A esclerose múltipla (EM) é amplamente conhecida como uma doença autoimune em que o corpo ataca a bainha protetora de mielina que envolve as fibras nervosas. No entanto, um estudo inovador publicado na Nature revela um mecanismo mais profundo e insidioso que conduz a fase mais debilitante da doença: a morte de células cerebrais específicas que sustentam a cognição humana.
Os investigadores identificaram porque é que certos neurónios são exclusivamente vulneráveis à EM, descobrindo uma falha biológica que pode explicar porque é que os tratamentos actuais não conseguem parar o declínio cognitivo e o encolhimento do cérebro em fases progressivas da doença.
O custo oculto de ser humano
O estudo se concentra em um grupo específico de neurônios conhecidos como células CUX2, localizados na camada mais externa do córtex cerebral. Estas células são essenciais para funções cognitivas complexas, como o raciocínio e o processamento da memória – características que distinguem a inteligência humana da de outros mamíferos.
Embora essas células sejam essenciais para o pensamento de alto nível, elas apresentam uma compensação biológica. Durante o desenvolvimento inicial do cérebro, os neurônios CUX2 se multiplicam a uma taxa excepcionalmente rápida. Essa velocidade, no entanto, aumenta a probabilidade de danos ao DNA se acumularem dentro das células.
Para sobreviver a esse estresse de desenvolvimento, essas células dependem de um “kit de reparo” especializado, impulsionado por uma proteína chamada ATF4. Esta proteína inicia a resposta de reparação do ADN, evitando danos catastróficos à medida que os neurónios amadurecem.
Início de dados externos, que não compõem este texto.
PR #1233, opened 2026-03-16
feat(auth): Add built-in OIDC browser auth flow

apexlnc:
Add built-in `oidc` browser authentication to the Rust runtime.

This PR introduces a self-contained `oidc` traffic policy for local config. The gateway can start the authorization code flow with PKCE, handle the callback itself, exchange the code for tokens, validate the returned ID token, and persist an encrypted browser session cookie. That gives users a built-in browser auth path without requiring an external `oauth2-proxy` sidecar.

The feature is route-owned rather than globally dispatched. A route is protected by attaching `oidc` to it, and the route that matches the callback path is the route whose effective OIDC policy completes the flow and owns the resulting browser session. Listener-level OIDC config is lowered into route-phase policy attachments, but callback handling still happens through normal route selection rather than a separate callback registry or listener interception path.

Provider setup supports the two expected local-config modes:
- issuer-based discovery
- fully explicit `authorizationEndpoint`, `tokenEndpoint`, and `jwks` configuration

At the config boundary, local OIDC compilation owns discovery, JWKS loading, endpoint validation, and policy construction. The runtime OIDC surface is kept focused on browser-flow behavior: redirects, callback processing, token exchange, ID-token validation, and browser session handling. The stored post-login redirect target is sanitized when captured so callback completion only reflects local in-gateway destinations.

This PR also:
- wires `OIDC_COOKIE_SECRET` through core config/bootstrap
- updates the generated schema and docs for the new policy
- adds a local Keycloak-backed `examples/oidc` example
- keeps `examples/oauth2-proxy` updated as the documented external sidecar alternative

This is local-config only. Built-in logout, post-logout redirects, refresh or access token persistence, and xDS/controller-managed OIDC config remain out of scope for this first cut.


apexlnc:
@codex review

examples/oidc/config.yaml
```diff
@@ -0,0 +1,28 @@
+# yaml-language-server: $schema=https://agentgateway.dev/schema/config
```
howardjohn, line 1: this doesn't seem to actually run:

```
Error: missing field `issuer` at line 1 column 32

Caused by:
    0: missing field `issuer` at line 1 column 32
    1: missing field `issuer` at line 1 column 32
```

howardjohn: ah this is from the remote fetch nvm. it would probably help to have the error indicate its from the response not the config

schema/config.md
```diff
@@ -3414,6 +3416,23 @@
 |`binds[].listeners[].tcpRoutes[].backends[].policies.backendTunnel.proxy.service.port`|integer||
 |`binds[].listeners[].tcpRoutes[].backends[].policies.backendTunnel.proxy.host`|string|Hostname or IP address|
 |`binds[].listeners[].tcpRoutes[].backends[].policies.backendTunnel.proxy.backend`|string|Explicit backend reference. Backend must be defined in the top level backends list|
+|`binds[].listeners[].oidc`|object||
```
howardjohn: I am not sure the point of this pattern but it seems inconsistent with every other. I would expect 1 `policy` type that can apply at route or listener and is self contained. Rather than a top level `oidc.providers` that then policies reference the provider name.

crates/agentgateway/src/http/oidc/config.rs
```diff
@@ -0,0 +1,353 @@
...
+
+	/// Optional discovery document override. If omitted, discovery uses
+	/// `${issuer}/.well-known/openid-configuration`.
+	#[serde(default)]
+	pub discovery: Option<FileInlineOrRemote>,
+
+	/// Authorization endpoint used to start the browser login flow.
+	#[serde(default, deserialize_with = "de_optional_uri")]
+	#[cfg_attr(feature = "schema", schemars(with = "Option<String>"))]
+	pub authorization_endpoint: Option<Uri>,
```
howardjohn: its a bit confusing you can explicit set this, but not set token_endpoint/jwks, and it will ignore that I set it and try to fetch and fail anyways

crates/agentgateway/src/http/oidc/mod.rs
```diff
@@ -0,0 +1,515 @@
...
+				_ => {
+					anyhow::bail!(
+						"oidc requires an HTTP or HTTPS listener, got incompatible listener '{}'",
+						listener.name.listener_name
+					);
+				},
+			}
+			anyhow::ensure!(
+				policy.redirect_uri.port == bind_port,
+				"oidc redirectURI '{}' must use listener port '{}' for listener '{}'",
```
howardjohn: Its very common to have a proxy in front of the gateway that makes this not really make sense.  Same with the "must be HTTPS check" I think

crates/agentgateway/src/proxy/httpproxy.rs
```diff
@@ -571,6 +589,15 @@ impl HTTPProxy {
 		log.cel.ctx().maybe_buffer_request_body(&mut req).await;
 
 		let mut response_headers = HeaderMap::new();
+		// Listener phase: intercept OIDC callback URLs before route matching. Provider redirects
```
howardjohn: I am not sure we should do this magic at the listener level which i suspect is tied to my other comment around making this a normal policy. The users route should include the callback path and then a standard route policy can do the handling.

`find_callback_policy` can then just check the path matches the callback path (note: at some point there will probably be a desire to have a custom match for this, as you could have a proxy in the middle). I suppose we want to run this very early in the policy execution chain before authz.

howardjohn: This also removes the need for custom matching of request --> provider as its already handle by the fact each route has 0/1 provider, and the callback needs to match the route

crates/agentgateway/src/types/agent.rs
```diff
@@ -1441,6 +1516,21 @@ impl HostnameMatch {
 	pub fn all_matches<'a>(hostname: &'a str) -> impl Iterator<Item = HostnameMatchRef<'a>> + '_ {
 		Self::all_actual_matches(hostname).chain(std::iter::once(HostnameMatchRef::None))
 	}
+	pub fn matches_host(&self, host: &str) -> bool {
```
howardjohn: per other comments I think we can drop the changes here

crates/agentgateway/src/types/local.rs
```diff
@@ -2176,6 +2206,99 @@ pub struct ResolvedPolicies {
...
+	oidc: Option<crate::http::oidc::LocalOidcListenerConfig>,
+) -> anyhow::Result<Option<ListenerOidc>> {
+	let Some(oidc) = oidc else {
+		return Ok(None);
+	};
+	if oidc.providers.is_empty() {
+		return Ok(None);
+	}
+
+	let oidc_cookie_secret = crate::http::oidc::config::load_oidc_cookie_secret()?;
```
howardjohn: OIDC_COOKIE_SECRET should just be a part of `Config` and not read outside the core path via a direct env var.

crates/agentgateway/src/http/oidc/callback.rs
```diff
@@ -0,0 +1,173 @@
...
+
+	let decoded = percent_encoding::percent_decode_str(original_uri)
+		.decode_utf8_lossy()
+		.into_owned();
+	let valid = original_uri.starts_with('/')
+		&& !original_uri.starts_with("//")
+		&& !original_uri.contains('\\')
+		&& decoded.starts_with('/')
+		&& !decoded.starts_with("//")
+		&& !decoded.contains('\\')
```
howardjohn: what are these rules from?

crates/agentgateway/src/http/oidc/config.rs
```diff
@@ -0,0 +1,353 @@
...
+
+pub(crate) fn default_transaction_ttl() -> std::time::Duration {
+	Duration::from_secs(5 * 60)
+}
+
+fn default_explicit_token_endpoint_auth_methods() -> Vec<TokenEndpointAuth> {
+	vec![TokenEndpointAuth::ClientSecretBasic]
+}
+
+fn de_optional_uri<'de, D>(deserializer: D) -> Result<Option<Uri>, D::Error>
```
howardjohn: nit: http_serde::option::uri can do this

crates/agentgateway/src/http/oidc/config.rs
```diff
@@ -0,0 +1,353 @@
...
+where
+	D: serde::Deserializer<'de>,
+{
+	let value = Option::<String>::deserialize(deserializer)?;
+	value
+		.map(|value| value.parse().map_err(serde::de::Error::custom))
+		.transpose()
+}
+
+fn derive_policy_id(
```
howardjohn: Could this result in false-sharing across policies that happen to have the same fields? If we apply my other suggestions, the OIDC config will be part of a unique Policy which already has a globlaly unique Key we can utilize.

crates/agentgateway/src/http/oidc/mod.rs
```diff
@@ -0,0 +1,515 @@
...
+		}
+
+		if self.should_redirect(req) {
+			callback::start_login(self, log, req)
+		} else {
+			Ok(PolicyResponse::default().with_response(unauthorized_response()))
+		}
+	}
+
+	fn should_redirect(&self, req: &Request) -> bool {
```
howardjohn: this feels a bit too magic for a default... do we really need this? I worry we will have an endless stream of edge cases to handle

crates/agentgateway/src/http/oidc/mod.rs
```diff
@@ -0,0 +1,515 @@
...
+				log.jwt_sub = Some(sub.clone());
+			}
+			req.extensions_mut().insert(claims);
+			return Ok(PolicyResponse::default());
+		}
+
+		if self.should_redirect(req) {
+			callback::start_login(self, log, req)
+		} else {
+			Ok(PolicyResponse::default().with_response(unauthorized_response()))
```
howardjohn: I know this API kind of sucks but returning this way vs an error means that in the logs it will show up as DirectResponse instead of an error which is not ideal

crates/agentgateway/src/http/oidc/mod.rs
```diff
@@ -0,0 +1,515 @@
...
+			.and_then(|v| v.to_str().ok())
+			.unwrap_or_default();
+		let html = accept.find("text/html").unwrap_or(usize::MAX);
+		let json = accept.find("application/json").unwrap_or(usize::MAX);
+		let sse = accept.find("text/event-stream").unwrap_or(usize::MAX);
+		html != usize::MAX && html < json && html < sse
+	}
+}
+
+fn is_cors_preflight(req: &Request) -> bool {
```
howardjohn: I think if we make this a normal policy we can just stick this after the CORs execution and don't need to leak CORS awareness here?

crates/agentgateway/src/http/oidc/provider.rs
```diff
@@ -0,0 +1,315 @@
...
+		.map_err(Error::Http)
+}
+
+fn default_discovery_url(issuer: &str) -> Uri {
+	format!(
+		"{}/.well-known/openid-configuration",
+		issuer.trim_end_matches('/')
+	)
+	.parse()
+	.expect("normalized discovery uri must parse")
```
howardjohn: this panic is prob not safe since `issuer` comes from the user

crates/agentgateway/src/http/oidc/provider.rs
```diff
@@ -0,0 +1,315 @@
...
+		TokenEndpointAuth::ClientSecretBasic
+	} else if methods.contains(&TokenEndpointAuth::ClientSecretPost) {
+		TokenEndpointAuth::ClientSecretPost
+	} else {
+		return Err(Error::Config(
+			"token endpoint auth methods must include clientSecretBasic or clientSecretPost".into(),
+		));
+	};
+	Ok(ResolvedTokenEndpointAuth {
+		supported: methods,
```
howardjohn: we do we need to capture the supported? it seems unused and then our logic here is trival - `if contains basic { basic } else if contains post { post } else { error }`

crates/agentgateway/src/http/oidc/redirect.rs
```diff
@@ -0,0 +1,153 @@
...
+		"https" => Some(443),
+		_ => None,
+	}
+}
+
+fn is_loopback_host(host: &str) -> bool {
+	matches!(host, "localhost" | "127.0.0.1" | "::1")
+}
+
+fn raw_path_from_redirect_uri(redirect_uri: &str) -> Result<&str, Error> {
```
howardjohn: Why do we need this instead of just parsing the URI and getting `.path`?

crates/agentgateway/src/http/oidc/redirect.rs
```diff
@@ -0,0 +1,153 @@
...
+				"redirectURI must not contain query parameters".into(),
+			));
+		}
+
+		let https = match url.scheme() {
+			"https" => true,
+			"http" => false,
+			other => {
+				return Err(Error::Config(format!(
+					"redirectURI must use https or loopback http, got scheme '{other}'"
```
howardjohn: I don't think all oauth providers require this so I don't see why we should either.

crates/agentgateway/src/http/oidc/callback.rs
apexlnc: https://cheatsheetseries.owasp.org/cheatsheets/Unvalidated_Redirects_and_Forwards_Cheat_Sheet.html

apexlnc:
think this should be good to review again @howardjohn

crates/agentgateway/src/types/local.rs
```diff
@@ -1400,15 +1415,28 @@ async fn convert(
...
-		let tp = res
-			.route_policies
-			.first()
-			.map(|r| PolicyType::from((r.clone(), p.phase)))
-			.unwrap_or_else(|| res.backend_policies.first().unwrap().clone().into());
+		if let Some(route_policy) = res.route_policies.first()
+			&& matches!(route_policy, TrafficPolicy::Oidc(_))
+			&& p.phase == PolicyPhase::Gateway
+		{
+			anyhow::bail!("oidc policies must be attached to a route or route-phase targeted policy");
```
howardjohn: this applies to many many policy types other than OIDC. Given the `policies` is a pretty raw expert-level field we should probably either not validate or at least do it consistently (but I would lean towards not validating it)

howardjohn: although you have it in LocalGatewayPolicy which is for PolicyPhase::Gateway so not sure why this is rejecting it for PolicyPhase::Gateway but then in LocalGatewayPolicy. Should be one or the other

crates/agentgateway/src/http/oidc/callback.rs
```diff
@@ -0,0 +1,138 @@
...
+	let transaction = TransactionState {
+		policy_id: policy.policy_id.clone(),
+		csrf_state: state.clone(),
+		nonce: nonce.clone(),
+		pkce_verifier: SecretString::new(pkce_verifier.into_boxed_str()),
+		original_uri,
+		expires_at_unix: now_unix().saturating_add(policy.session.transaction_ttl.as_secs()),
+	};
+	let encoded = policy.session.encode_transaction(&transaction)?;
+	let cookie = policy.session.set_cookie(
```
Alxandr, line 78: This will cause issues if there are concurrent logins from the same browser (this can happen if a browser trigger multiple requests, you have multiple tabs, or similar). A simple solution is to apend/prepend the `state` to the cookie name, as it get's echoed back as a `state` query parameter by the oidc server. I would then also rename the config to something like `transaction_cookie_prefix` for instance.

crates/agentgateway/src/http/oidc/callback.rs
```diff
@@ -0,0 +1,138 @@
...
+	client: PolicyClient,
+) -> Result<crate::http::PolicyResponse, Error> {
+	let transaction = policy
+		.session
+		.decode_transaction(&context.transaction_cookie)?;
+	if transaction.policy_id != policy.policy_id {
+		debug!("oidc callback rejected due to policy mismatch");
+		return Err(Error::PolicyMismatch);
+	}
+	if transaction.csrf_state != context.state {
```
Alxandr: I'm not sure how big of an issue it is in reality, but there are probably some timing attacks possible here. At the very least, I'd not use `PartialEq` on `&str` for comparing the csrf_state and the `nonce`, but rather use a constant-time equality function.

crates/agentgateway/src/http/oidc/callback.rs
```diff
@@ -0,0 +1,138 @@
...
+		.inner
+		.get("nonce")
+		.and_then(Value::as_str)
+		.ok_or(Error::NonceMismatch)?;
+	if nonce != transaction.nonce {
+		debug!("oidc callback rejected due to nonce mismatch");
+		return Err(Error::NonceMismatch);
+	}
+
+	// TODO: Revisit whether browser sessions should persist access_token / refresh_token.
```
Alxandr, line 150: I don't think you even need to store the id-token unless the policy is configured to forward it to the underlying application.

Being able to refresh the token though can have pretty high value, so I would definitely save that. That allows for the proxy to silently refresh the token using a back-channel request, and can potentially prevent data-loss in situations where the access token is expired and the client does a POST request for instance.

Note that envoy gateway also stores the tokens in different cookies. Probably to help with potential cookie length issues.

In general, some of the things that IMHO should be configurable are (copied names and description from Envoy Gateway):

#### `forwardAccessToken` (bool, default `false`)
ForwardAccessToken indicates whether the Envoy should forward the access token
via the Authorization header Bearer scheme to the upstream.
If not specified, defaults to false.

#### `refreshToken` (bool, default `true`)
RefreshToken indicates whether the Envoy should automatically refresh the
id token and access token when they expire.
When set to true, the Envoy will use the refresh token to get a new id token
and access token when they expire.
If not specified, defaults to true.

howardjohn: Re `forwardAccessToken`, Agentgateway already has this concept shared for JWT/Basic/ApiKey to do `backendauth.passthrough` which will add the token back which I think should support the access token forwarding.

crates/agentgateway/src/http/oidc/session.rs
```diff
@@ -0,0 +1,298 @@
...
+
+#[derive(Debug, Clone, serde::Serialize)]
+#[serde(rename_all = "camelCase")]
+pub struct SessionConfig {
+	pub cookie_name: String,
+	pub transaction_cookie_name: String,
+	pub same_site: SameSiteMode,
+	pub secure: CookieSecureMode,
+	#[serde(with = "crate::serdes::serde_dur")]
+	pub ttl: Duration,
```
Alxandr, line 125: This is not a session ttl, but a session ttl *cap*. IMHO, it should be optional, and default to the expiry of the provider's access token.

crates/agentgateway/src/http/oidc/callback.rs
Alxandr: The access token can't currently (at least) be forwarded, as it isn't even read. Only the ID token get's read at the moment. Those aren't (necesarily) interchangeable. The access-token doesn't even have to be a JWT. It can be a UUID or just some random opaque string. It's what's required to call APIs from the protected service that we're forwarding it to.

I can't see any way with how the code currently is structured you would pass that to a `backendauth.passthrough` - but I don't have the full context.

https://github.com/agentgateway/agentgateway/pull/1233/changes#diff-84c898c52514dc65590b2b5b31bae165b569a1bb19f4df23db3de6d134d96683R215 only stores claims from the id-token in the request context as far as I can see.

crates/agentgateway/src/http/oidc/callback.rs
apexlnc: Addressed via https://github.com/agentgateway/agentgateway/pull/1233/changes/1cc0358013c788bc10be2134f65eb1492fd18e5b

crates/agentgateway/src/http/oidc/callback.rs
apexlnc: Addressed via https://github.com/agentgateway/agentgateway/pull/1233/changes/1cc0358013c788bc10be2134f65eb1492fd18e5b

crates/agentgateway/src/types/local.rs
apexlnc: Addressed via https://github.com/agentgateway/agentgateway/pull/1233/changes/15505619bc4a37eec612923d5377c6ef0ac71d78

crates/agentgateway/src/test_helpers/proxymock.rs
```diff
@@ -561,22 +566,60 @@ impl TestBind {
...
+			});
+		}
+		if let Some(oidc) = oidc {
+			self.policies += 1;
+			let key = strng::format!("pol/{}", self.policies);
+			let pol: local::FilterOrPolicy = serde_json::from_value(serde_json::json!({
+				"oidc": oidc,
+			}))
+			.unwrap();
+			let pols = local::split_attached_policies(
```
howardjohn: Idon't really grok why we had to split this between oidc and non-oidc. I get that OIDC requires oidc_policy_id and oidc_cookie_encoder but why not just pass in `config` to split_policies and handle that logic there?

crates/agentgateway/src/types/agent.rs
```diff
@@ -1580,6 +1580,10 @@ impl RouteSet {
 		self.all.contains_key(key)
 	}
 
+	pub fn get(&self, key: &RouteKey) -> Option<Arc<Route>> {
+		self.all.get(key).cloned()
+	}
```
howardjohn: I think its unused, can revert

crates/agentgateway/src/types/local.rs
```diff
@@ -2344,6 +2382,11 @@ pub async fn split_policies(
 			mcp: None,
 		}));
 	}
+	if oidc_config.is_some() {
+		return Err(Error::msg(
+			"oidc policies must be attached to a route or route-phase targeted policy",
```
howardjohn: I think I mentioned this somewhere else but not really sure why this is the case

crates/agentgateway/src/types/local.rs
```diff
@@ -1400,15 +1410,19 @@ async fn convert(
 	}
 
 	for p in policies {
-		let res = split_policies(client.clone(), p.policy).await?;
-		if (res.route_policies.len() + res.backend_policies.len()) != 1 {
-			anyhow::bail!("'policies' must contain exactly 1 policy")
-		}
```
howardjohn, line 1406: This old check seems dropped which is not good?

crates/agentgateway/src/http/oidc/mod.rs
```diff
@@ -0,0 +1,375 @@
...
+		log: Option<&mut RequestLog>,
+		req: &mut Request,
+		client: PolicyClient,
+	) -> Result<PolicyResponse, Error> {
+		if let Some(response) = self.maybe_handle_callback(req, client.clone()).await? {
+			return Ok(response);
+		}
+
+		if let Some(cookie) = read_cookie(req, &self.session.cookie_name)
+			&& let Ok(browser_session) = self.session.decode_browser_session(&cookie)
```
howardjohn: nit: this is swallowing the error from decode_browser_session. Might want something at least logged at debug level

crates/agentgateway/src/http/oidc/mod.rs
```diff
@@ -0,0 +1,375 @@
...
+				.id_token_validator
+				.validate_claims(browser_session.raw_id_token.expose_secret())
+		{
+			if let Some(Value::String(sub)) = claims.inner.get("sub")
+				&& let Some(log) = log
+			{
+				log.jwt_sub = Some(sub.clone());
+			}
+			req.extensions_mut().insert(claims);
+			strip_reserved_cookies(req);
```
howardjohn: ⚠️ see my comment about 'path', this is related

crates/agentgateway/src/http/oidc/callback.rs
howardjohn: ACK, sorry responded here before I actually finished reading the code.

The current impl does suppport the idtoken in `backendauth.passthrough`. This is handled by  `req.extensions_mut().insert(claims);` which gets popped back out later in the apply_backend_auth.

Note this also lets you do things like 
```
        transformations:
          request:
            set:
              x-user-name: 'jwt.name'
              x-user-email: 'jwt.email'
```

Note the claims is Claims + raw token hence how we can get it

crates/agentgateway/src/http/oidc/provider.rs
```diff
@@ -0,0 +1,137 @@
...
+	serde_json::from_slice::<TokenResponse>(&body)
+		.context("failed to decode token response")
+		.map_err(Error::TokenExchangeFailed)
+}
+
+fn form_urlencode_component(value: &str) -> String {
+	let encoded = url::form_urlencoded::Serializer::new(String::new())
+		.append_pair("", value)
+		.finish();
+	encoded.strip_prefix('=').unwrap_or(&encoded).to_string()
```
howardjohn: does `percent_encoding::utf8_percent_encode()` doe the same?

crates/agentgateway/src/http/oidc/session.rs
```diff
@@ -0,0 +1,309 @@
...
+	max_age: Option<Duration>,
+	expire_now: bool,
+) -> String {
+	let secure = match secure_mode {
+		CookieSecureMode::Always => true,
+		CookieSecureMode::Never => false,
+		CookieSecureMode::Auto => is_https,
+	};
+	let mut cookie = Cookie::build((name, value))
+		.path("/")
```
howardjohn, line 295: Ok this is the one bit I am worried about. Here is my config:

```
binds:
- port: 443
  listeners:
  -
    protocol: HTTPS
    tls:
      cert: /home/john/.secrets/localhost-lo.pem
      key: /home/john/.secrets/localhost-lo-key.pem
    routes:
    - backends:
      - host: localhost:8080
      matches:
        - path:
            pathPrefix: /public
    - backends:
      - host: localhost:8080
      matches:
        - path:
            pathPrefix: /
      policies:
        backendAuth:
          passthrough: {}
        transformations:
          request:
            set:
              x-user-name: 'jwt.name'
              x-user-email: 'jwt.email'
        oidc:
          issuer: https://accounts.google.com
          redirectURI: https://localhost/oauth2/callback
          clientId: xxxxxxxxx
          clientSecret: xxxxxxxxxxxxxxxxxx
          scopes:
          - openid
          - profile
          - email
```

If I go to `/public`, we do not apply oauth. Good. 

However, all of my `agw_` cookies are leaked to the backend. Not 100% sure the best approach here

crates/agentgateway/src/http/oidc/mod.rs
howardjohn: https://github.com/agentgateway/agentgateway/pull/1233#discussion_r3018848938 - maybe we should always do this... not sure

crates/agentgateway/src/http/oidc/session.rs
howardjohn: fwiw I jsut check traefik, caddy, and envoy plugins -- they all default to `/` as well so maybe its not as big a deal as I thought. But we should maybe consider stripping `agw_` cookie always?

crates/agentgateway/src/types/local.rs
apexlnc: Was mainly trying to avoid dual-phase OIDC browser redirect scenarios, but having it available in the pre-route phase is nice. Not sure what the best way to handle the edge cases would be, but just pushed something up

crates/agentgateway/src/http/oidc/callback.rs
Alxandr: Yeah - I guessed it was something like that. Having the claims available for transforms (and optional forwarding) is definitely a nice feature, but it also carries a (potentially) large cookie cost. So I would probably make that opt in though. Forwarding the access token is a separate question. Also, using the `backendauth.passthrough` here might cause issues I would imagine, cause if it forwards the token for the claims it would forward the id-token as an access token.

crates/agentgateway/src/http/oidc/session.rs
Alxandr: The cookie is encrypted with a agw key though, no? Wouldn't you need the backend to csrf your frontend for this to be a problem?

crates/agentgateway/src/proxy/httpproxy.rs
```diff
@@ -255,6 +263,14 @@ async fn apply_gateway_policies(
 	ext_proc: Option<&mut ExtProcRequest>,
 	response_headers: &mut HeaderMap,
 ) -> Result<(), ProxyResponse> {
+	if let Some(o) = &policies.oidc {
+		o.apply(Some(log), req, client.clone())
+			.await
+			.map_err(|e| ProxyResponse::from(ProxyError::OidcFailure(e)))?
+			.apply(response_headers)?;
+		http::strip_request_cookies_by_prefix(req, http::oidc::RESERVED_COOKIE_PREFIX);
```
howardjohn, line 271: On route path its outside the `if`, here its inside. I think we want to do it always

howardjohn (approved):

howardjohn:
:rocket:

Sem ATF4, estas células não conseguem suportar o seu rápido crescimento e morrem.
Quando o mecanismo de reparo falha
A descoberta crítica reside no que acontece quando estas células já estressadas encontram a inflamação da esclerose múltipla.
Em cérebros saudáveis, o sistema de reparação mediado pelo ATF4 mantém os danos no ADN sob controlo. Contudo, em pacientes com EM, a inflamação crónica sobrecarrega este sistema. Os pesquisadores descobriram que:
* Maiores danos ao DNA: O tecido cerebral de pacientes com esclerose múltipla mostrou níveis significativamente elevados de danos ao DNA nas camadas onde residem os neurônios CUX2, em comparação com cérebros saudáveis.
* Colapso Celular: Em camundongos projetados para imitar condições de EM, as células CUX2 morreram especificamente devido a esse dano acumulado no DNA.
* Limiar de Vulnerabilidade: A inflamação causada pela EM empurra essas células além do seu ponto de ruptura. Como já estão sobrecarregados com os riscos do seu rápido desenvolvimento inicial, falta-lhes a resiliência necessária para lidar com o stress adicional de um ataque autoimune.
“Vemos esse tipo de tema consistente de que essas células simplesmente não lidam muito bem com esse estresse extra”, diz David Rowitch, neurocientista do desenvolvimento da Universidade de Cambridge e coautor do estudo.
Um novo alvo para tratamento
Esta descoberta desafia o foco tradicional da investigação da EM. Durante décadas, as terapias tiveram como objetivo principal restaurar a mielina ou suprimir o sistema imunológico para reduzir a inflamação. Embora estas abordagens ajudem a gerir sintomas e crises, não abordam a vulnerabilidade celular subjacente que leva à atrofia cerebral progressiva.
“A descoberta aponta para um novo local para direcionar tratamentos futuros”, observa Rowitch. Atualmente, não existe um tratamento eficaz para a fase progressiva da EM, onde os neurônios morrem e os pacientes apresentam declínios acentuados na memória e no raciocínio.
Don Mahad, neurologista da Universidade de Edimburgo que não esteve envolvido na investigação, enfatiza a mudança de perspectiva que este estudo exige. “Isso nos diz que, na verdade, não podemos ignorar essas vulnerabilidades intrínsecas das células nervosas, e isso tem que ser um alvo de tratamento”, diz ele.
Conclusão
A identificação da vulnerabilidade dos neurônios CUX2 oferece um elo perdido crucial na compreensão da esclerose múltipla progressiva. Ao reconhecer que a capacidade de reparação do ADN é tão crítica como a supressão imunitária, os cientistas podem agora explorar terapias concebidas para proteger estas células frágeis de danos internos, potencialmente travando o declínio cognitivo que atualmente define as fases posteriores da doença.